One who like myself goes his own way is bound to be exposed to many misunderstandings. But fundamentally he can bear this easily. Such misunderstandings are generally self-evident for him when he considers the mental make-up of his critics. It is not without humorous feelings that I look back upon many a “critical” judgment I have received in the course of my career as a writer. At the beginning everything went well. I wrote about Goethe and in connection with him. What I said sounded to many as though they could fit it into their preconceived notions. This was done by saying, “A work such as Rudolf Steiner's introductions to the scientific writings of Goethe can be described honestly as the best that has been written on this question.” When later I published an independent work I had already become much more stupid. For now a benevolent critic gave the following advice: “Before he continues to reform and brings his Philosophy of Spiritual Activity into the world, one must urgently advise him first to penetrate to an understanding of those two philosophers (Hume and Kant).” The critic unfortunately knows only what he can manage to read in Kant and Hume; thus he really only advises me to see nothing in these thinkers beyond what he sees. When I shall have achieved this he will be satisfied with me. — When my Philosophie der Freiheit appeared I was in need of being judged like the most ignorant beginner. This judgment I received from a gentleman whom hardly anything forces to write books except the fact that there are innumerable volumes by others, which he has not understood. He informs me with much thoughtfulness that I would have noticed my mistakes if I “had pursued deeper psychological, logical, and epistemological studies;” and he immediately enumerates for me all the books which I should read in order to become as clever as he: “Mill, Sigwart, Wundt, Riehl, Paulsen, B. Erdmann.” — Especially diverting for me was the advice of a man who is so impressed by the way he “understands” Kant that he cannot even imagine someone's having read Kant and nevertheless having an opinion different from his.
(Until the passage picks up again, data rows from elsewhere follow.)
PR #229, opened 2016-09-23
[FIX][account_financial_report_qweb] Fix ImportError.

yajo:
It was happening when `xlsxwriter` python module was not available.

@Tecnativa

### DIFF
--- a/account_financial_report_qweb/README.rst
+++ b/account_financial_report_qweb/README.rst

He therefore indicates to me the chapters in question in Kant's writings from which I might acquire an under standing of Kant as profound as his own.
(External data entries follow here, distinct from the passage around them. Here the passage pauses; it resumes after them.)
PR #232, opened 2016-09-27
[IMP] Add refresh button in mis report preview. Widget code changes to allow to add fields in the widget easier

adrienpeiffer:

PR #168, opened 2016-03-06
[8.0][mis_builder][ADD] mis_builder_analytic_filter

sbidoul:
Add analytic filtering on mis_builder reports. The filter is static (in the MIS Report instance configuration form) but also dynamic (in the preview and dashboard view) so the user can change analytic account on the fly.
- [x] Depends on #151 

image

PR #233, opened 2016-09-27
[9.0][mis_builder][ADD] Add mis_builder_analytic_filter

adrienpeiffer:
An idea from https://github.com/OCA/account-financial-reporting/pull/168
- [x] Depends on #232


sbidoul:
@adrienpeiffer can you check lint errors?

I have here adduced a few typical judgments concerning my world of ideas. Although they are insignificant in themselves they appear to me to be well suited to indicate symptomatically certain facts which today constitute serious obstacles in the path of one who writes on questions of higher cognition. I must go my way, no matter whether one gives me the good advice to read Kant, or whether another accuses me of heresy because I agree with Haeckel. And so I have written about mysticism without caring what the judgments of a credulous materialist may be. I would only like, so that no printer's ink is quite needlessly wasted, to inform those who may now perhaps advise me to read Haeckel's Welträtsel, The Riddle of the Universe, that in the last months I have given about thirty lectures on this book.
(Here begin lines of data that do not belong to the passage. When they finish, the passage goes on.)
PR #275, opened 2017-02-18
[10.0] mis_builder: version 3.0

sbidoul:
This PR started with the goal of adding the data source concept to serve as a basis for mis_buidler_budget. It has become the incubator for mis builder version 3.0 with many new features.

See [CHANGELOG](https://github.com/acsone/account-financial-reporting/blob/10.0-mis_builder-3-sbi/mis_builder/CHANGES.rst).

- [x]  KpiData abstract class, to prepare for manual entry of values for some kpis (eg budgeted values)
- [x] handle `accumulation_method` in `mis.kpi.data` query method so budgeting periods do not need to match the reporting periods exactly, and compute budget theoretical amounts pro-rata temporis
- [x] alternative model for move lines (any model that has date, debit, credit, account_id), configurable as a data source at the column level; so you can have one column showing actuals, and other columns showing the same kpi's on alternative data: think committed purchases, etc
- [x] a comparison data source (compare two other columns): similar to the (now deprecated) comparison columns mechanism, but more flexible in the sense you can place the comparison columns anywhere now
- [x] implement `sumcol` column source to have columns that are sum (+/-) of other columns
- [x] `mis_buidler_budget` implements the `mis_budget` column source
- [x] hook for analytic filtering in budgets
- [x] basic workflow for `mis.budget`
- [x] `name_search()` for `mis.report.kpi.expression`, so budget items can be imported
- [x] implement `_add_mis_columns_budget` in subkpi situations
- [x] domains and constraints on `sumcol` and `cmpcol` source information
- [x] in report column definition view, display data source before date period, because some data sources require no dates
- [x] budget drilldown
- [x] refactor `prepare_and_compute_period`, there must be a simpler variant for manual kpis such as budgets
- [x] style property to hide empty rows
- [ ] ~~**multi company support**~~ to be done in another PR (see issue #295)
- [ ] ~~**basic multi currency support**~~ to be done in another PR (see issue #350)
- [ ] ~~make `mis_budget(_items)` read-only in non-draft state~~ added to the roadmap
- [ ] ~~for completeness, handle negative search operators in `kpi.expression.name_search()`~~ added as TODO in the code, not very important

I hope to have shown in my work that one can be a faithful follower of the scientific philosophy and still seek out the paths to the soul into which mysticism, properly understood, leads. I go even further and affirm: Only one who understands the spirit in the sense of true mysticism can attain a full understanding of facts in the realm of nature. One must only beware of confusing true mysticism with the “mysticism” of muddled heads. How mysticism can err I have shown in my Philosophie der Freiheit.